While that may not sound like many
years, the scientists said the emissions
cuts would buy critical time for nature
and for human society to adapt, as well
as for development of technologies that
might help further reduce emissions.
Other scientists not involved in the
research said that slowing emissions
would have a bigger effect in the long
run, lowering the risk that the climate
would reach a point that triggers
catastrophic changes. They praised the
paper as a fresh way of presenting
information that is known to specialists
in the field, but not by the larger
public.
“If current trends in carbon dioxide
emissions continue, we will be pushing
most of the ecosystems of the world
into climatic conditions that they have
not experienced for many millions of
years,” said Ken Caldeira, a climate
researcher at the Carnegie Institution
for Science in Stanford, Calif.
The Mora paper is a rarity: a class
project that turned into a high-profile
article in one of the world’s most
prestigious scientific journals.
Dr. Mora is not a climate scientist;
rather he is a specialist in using large
sets of data to illuminate
environmental issues. He assigned a
class of graduate students to analyze
forecasts produced by 39 of the world’s
foremost climate models. The models,
whose results are publicly available,
are operated by 21 research centers in
12 countries, and financed largely by
governments.
Thousands of scientific papers have
been published about the model results,
but the students identified one area of
analysis that was missing. The results
are usually reported as average
temperature changes across the planet.
But that gives little sense of how the
temperature changes in specific places
might compare with historical norms.
“We wanted to give people a really
relatable way to understand climate,”
said Abby G. Frazier, a doctoral
candidate in geography.
So Dr.
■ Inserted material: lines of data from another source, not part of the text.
PR #85, opened 2021-02-25
update dependencies to the latest available version

andreeaflorescu:
Main updates:
- linux-loader to v0.3.0. There is also no need to use a
  patch as we can use the latest version from upstream.
- vm-memory to v0.5.0
- vmm-sys-util to v0.8.0. This comes with interfaces changes.
- kvm-ioctls to v0.7.0.
- event-manager to v0.2.1. This is needed because of the vmm-sys-util
  update.


src/vm-vcpu/src/vcpu/mod.rs
```diff
@@ -138,7 +140,8 @@ impl KvmVcpu {
     /// Configure MSRs.
     fn configure_msrs(&self) -> Result<()> {
         let entry_vec = msrs::create_boot_msr_entries();
-        let msrs = Msrs::from_entries(&entry_vec);
+        // This unwrap is safe because we are creating valid kvm_msrs entries.
+        let msrs = Msrs::from_entries(&entry_vec).unwrap();
```
lauralt, line 144: Since we are not checking in any way that `create_boot_msr_entries()` won't create a vec with more than KVM_MAX_MSR_ENTRIES elements, we could stay on the safe side here and propagate the error. Does it sound too exaggerated? :-?

Cargo.lock
```diff
@@ -36,9 +36,9 @@ checksum = "cf1de2fe8c75bc145a2f577add951f8134889b4795d47466a54a5c846d691693"
 
 [[package]]
```
lauralt, line 37: I've noticed that we don't update the `vmm` Cargo.lock. Should we actually remove it?

andreeaflorescu: Yes. That lock is actually ignored, and I think it was added by mistake.

src/vm-vcpu/src/vcpu/mod.rs
andreeaflorescu: Right now the function where we get the msrs from is creating a static vector of a known size. If the function `create_boot_msr_entries` ever creates more than 256 entries, I think we would be dealing with a programming error, in which case it is better to immediately exit. I think the guideline is that programming errors should be handled with `panic!`.

This is though a library code, so we can do some extra diligence. How about this course of action instead:
- `create_boot_msr_entries` returns `Msrs` instead of a Vec which is converted to `Msrs` afterwards
- inside the function it's safe to call `Msrs::from_entries(&entry_vec).unwrap()` because the function is the one that creates the `entry_vec` and it knows its exact size

src/vm-vcpu/src/vcpu/msrs.rs
```diff
@@ -13,14 +13,14 @@ use crate::vcpu::msr_index::{
 
 // Creates and populates required MSR entries for booting Linux on X86_64.
```
lauralt, line 14: nit: the description is a bit outdated.

lauralt (dismissed):

src/vm-vcpu/src/vcpu/msrs.rs
```diff
@@ -37,5 +37,8 @@ pub(crate) fn create_boot_msr_entries() -> Vec<kvm_msr_entry> {
             data: u64::from(MSR_IA32_MISC_ENABLE_FAST_STRING),
             ..Default::default()
         },
-    ]
+    ];
+
+    // This unwrap is safe because we are creating valid a fixed size array with msrs entries.
+    Msrs::from_entries(&raw_msrs).unwrap()
```
lauralt, line 43: I would still propagate the error here since we can't be sure `from_entries` won't return in the future other errors as well.

andreeaflorescu: Done.

aghecenco (approved):

lauralt (approved):

Issue #83, opened 2021-02-25
Few issues running tests on dev machine


gabhijit:
Following issues are observed while running tests on my dev machine  (`ubuntu 20.04`/`python 3.8.5`) 

1. When I am trying to run tests on my dev machine,  the test cases wait for a very long time As shown below - 

```shell
$ pytest-3 tests/test_run_reference_vmm.py 
======================================================================== test session starts =========================================================================
platform linux -- Python 3.8.5, pytest-4.6.9, py-1.8.1, pluggy-0.13.1
rootdir: /home/gabhijit/Work/hyphenOs/rust-vmm/vmm-reference
collecting ... 
```
This likely happens due to all the download happening when the `test_run_reference_vmm.py` module gets 'import'ed by `pytest-3`. Likely this can be fixed by moving the `download` code inside a `setUp` function (as discussed in one of the review comments.) 

2. When I run `cargo test --all` Following test case fails 

```shell
running 1 test
test resource_download::tests::test_error_cases ... FAILED

failures:

---- resource_download::tests::test_error_cases stdout ----
thread 'resource_download::tests::test_error_cases' panicked at 'assertion failed: matches!(s3_download("", None) . unwrap_err(), Error :: DownloadError(e) if e
         . contains("Missing required parameter"))', src/utils/src/resource_download.rs:51:9
note: run with `RUST_BACKTRACE=1` environment variable to display a backtrace


failures:
    resource_download::tests::test_error_cases

test result: FAILED. 0 passed; 1 failed; 0 ignored; 0 measured; 0 filtered out

error: test failed, to rerun pass '-p utils --lib'
```
This failure happens due to `python3-boto3` not been installed on my dev machine. I believe some updates to documentation should be able to fix this.

3. Documentation does not accurately reflect current state for the testing. Some updates (Just points, actual documentation may be different.) 
- Document that tests require python3 and `pytest` and `boto3` packages installed.
- Give quick instructions to download and install the above packages, both on distro and as a `pip install`
- Any other miscellaneous updates. 

4. Also noticed a small issue - Inside the following file trying to debug one of the above issues - 
```$ cat tests/tools/s3_download.py 
#!/usr/bin/python3
# Copyright 2021 Amazon.com, Inc. or its affiliates. All Rights Reserved.
# SPDX-License-Identifier: Apache-2.0 OR BSD-3-Clause
"""Script for downloading the resources required for tests.
It returns the absolute path of the downloaded resource to stdout."""

[...]

PR #95, opened 2021-03-01
Test improvements to fix some issues in #83

gabhijit:
1. Downloading resources only during running the tests and module import
2. Support for `pyenv` and `virtualenv` python while running tests
3. Updated the documentation

### DIFF
--- a/README.md
+++ b/README.md
@@ -117,13 +117,26 @@ The Python integration tests make use of the VMM in varied configurations that
 aren’t overly complex and illustrate realistic use cases (e.g. one test runs a
 VMM with a virtio block device, one test will run a VMM with PCI, etc.).
 
-To be able to successfully run all the tests in this repo, there are a couple of
-resources that need to be found in `/tmp`. To generate the resources at the
-expected locations, you can run the following command:
+To be able to successfully run all the tests in this repo, pre-created
+resources are stored in S3. The resources are downloaded locally inside the
+`resources` directory. This is handled transparently by the test cases.
+Note: The resources once downloaded are cached, so they are not downloaded on
+every run.
 
-```bash
-sudo ./resources/make_test_resources.sh
+### Running Tests
+
+Recommended way is to run the tests inside a container using the `rustvmm/dev`
+docker image as below. (Note: You may need to run `docker` as `sudo`.)
+
+```shell
+docker run --device=/dev/kvm -it \
+    --security-opt seccomp=unconfined \
+    --volume $(pwd):/vmm-reference rustvmm/dev:v11
+
 ```
+
+Inside the container, to run the tests, first `cd vmm-reference` and then follow
+the instructions as follows.
 
 `vmm-reference` is a
 [workspace](https://doc.rust-lang.org/book/ch14-03-cargo-workspaces.html), so to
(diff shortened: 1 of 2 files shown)


tests/test_run_reference_vmm.py
```diff
@@ -67,14 +67,23 @@ def default_disk():
     )
 
 
+@pytest.fixture
```
gabhijit, line 70: A general comment : While these changes are perhaps semantically more correct, I find them a bit kludgy, so if the general opinion is not to take these, we can drop these. A simple `setup_module` approach does not work. This is the least annoying way I could think of : -)

README.md
```diff
@@ -117,13 +117,30 @@ The Python integration tests make use of the VMM in varied configurations that
...
+Please use your distribution specific commands to download this.
+
+For example on Ubuntu based system you can run the following commands to install
+required dependencies -
+`sudo apt-get install python3-boto3 python3-pytest`
+
+or
+
+if you prefer using `pip` to install the dependencies -
+`pip install boto3 pytest`
```
andreeaflorescu, line 141: This is not the recommended way of running the tests. We recommend running the tests with the container which already has all these tools installed. The reason is that tests might fail even if you have all the tools installed if the versions are for example different. Can you please add a sub-section with "Running without the rust-vmm container" and explicitly call out that this is not the recommend way?

tests/test_run_reference_vmm.py
andreeaflorescu: I am not sure these are making the code more readable. I would drop them, and leave the code as it was before. @lauralt what do you think?

README.md
```diff
@@ -117,13 +117,30 @@ The Python integration tests make use of the VMM in varied configurations that
...
+
+### Running Tests
```
andreeaflorescu, line 143: This is not related to this PR, but this section should start with saying that the tests need to be run inside the container:
```bash
docker run --device=/dev/kvm -it \
    --security-opt seccomp=unconfined \
    --volume $(pwd):/vmm-reference rustvmm/dev:v11
# in the container
pytest rust-vmm-ci tests/test_run_reference_vmm.py
```

gabhijit: Are you sure `pytest rust-vmm-ci tests/test_run_reference_vmm.py`. I tried to quickly spawn the container and try to run the command that didn't work. Following works though - 
```shell
cd vmm-reference;  pytest tests/test_run_reference_vmm.py
```

andreeaflorescu: Right! You need to first go to the `vmm-reference` directory.

README.md
```diff
@@ -117,14 +117,47 @@ The Python integration tests make use of the VMM in varied configurations that
...
-To be able to successfully run all the tests in this repo, there are a couple of
-resources that need to be found in `/tmp`. To generate the resources at the
-expected locations, you can run the following command:
+To be able to successfully run all the tests in this repo, pre-created
+resources are stored in S3. The resources are downloaded locally inside the
+`resources` directory. This is handled transparently by the test cases.
+Note: The resources once downloaded are cached, so they are not downloaded on
+every run.
+
+### Dependencies for Testing
```
andreeaflorescu, line 126: Can we move this section after the `Running Tests` section?

gabhijit: I am just thinking whether this section is needed at all :-) Because the container image thing works just fine. If people indeed want to work outside the container, let the figure out.  It's more like an advanced usage, likely not required in the `README.md` file.

tests/test_run_reference_vmm.py
lauralt: So the "only" advantage with this approach is saving time when you first run the tests (and when you run them again there's no time difference between this solution and the way it was before)? If yes, I would not add these fixtures.

Otherwise, PR looks good to me. Thanks for the contribution!

gabhijit: I'll drop the commit then!

lauralt (approved):

andreeaflorescu (approved):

Mora and his students divided
the earth into a grid, with each cell
representing 386 square miles.
Averaging the results from the 39
climate models, they calculated a date
they called “climate departure” for
each location — the date after which all
future years were predicted to be
warmer than any year in the historical
record for that spot on the globe.
The results suggest that if emissions of
greenhouse gases remain high, then
after 2047, more than half the earth’s
surface will experience annual
climates hotter than anything that
occurred between 1860 and 2005, the
years for which historical temperature
data and reconstructions are available.
If assiduous efforts were made to bring
emissions down, that date could be
pushed back to 2069, the analysis
found.
With the technique the Mora group
used, it is possible to specify climate
departure dates for individual cities.
Under high emissions, climate
departure for New York City will come
in 2047, the paper found, plus or minus
the five-year margin of error. But
lower emissions would push that to
2072.
For Beijing, climate departure would
come in 2046 under high emissions, or
2078 under lower emissions. The dates
for Moscow are 2063 and 2092; for
Washington, 2047 and 2071.
Perhaps the most striking findings are
in the tropics. Climate variability there
is much smaller than in high latitudes,
and the extra heat being trapped by
greenhouse gases will push the
temperature beyond historical bounds
much sooner, the research found.
Under high emissions, the paper found
a climate departure date of 2031 for
Mexico City, 2029 for Jakarta and for
Lagos, Nigeria, and 2033 for Bogotá,
Colombia.
Many people perceive climate change
to be most serious at the poles, and the
largest absolute changes in temperature
are already occurring in the Arctic and
parts of Antarctica. But the Mora paper
dovetails with previous research
suggesting that the biggest risks to
nature and to human society, at least in
the near term, may actually be in the
tropics.
People living in the tropics are
generally poor, with less money to
adapt to climate change than people in
the mid-latitude rich countries that are
burning the most carbon-based fuels
and contributing most of the emissions.
Plants and animals in the tropics also
are accustomed to a narrow
temperature range. Organisms that do
not have the genetic capacity to adapt
to rapid climatic changes will be forced
to move, or will be driven to extinction,
climate scientists say.
“I am certain there will be massive
biological and social consequences,” Dr.
Mora said. “The specifics, I cannot tell
you.”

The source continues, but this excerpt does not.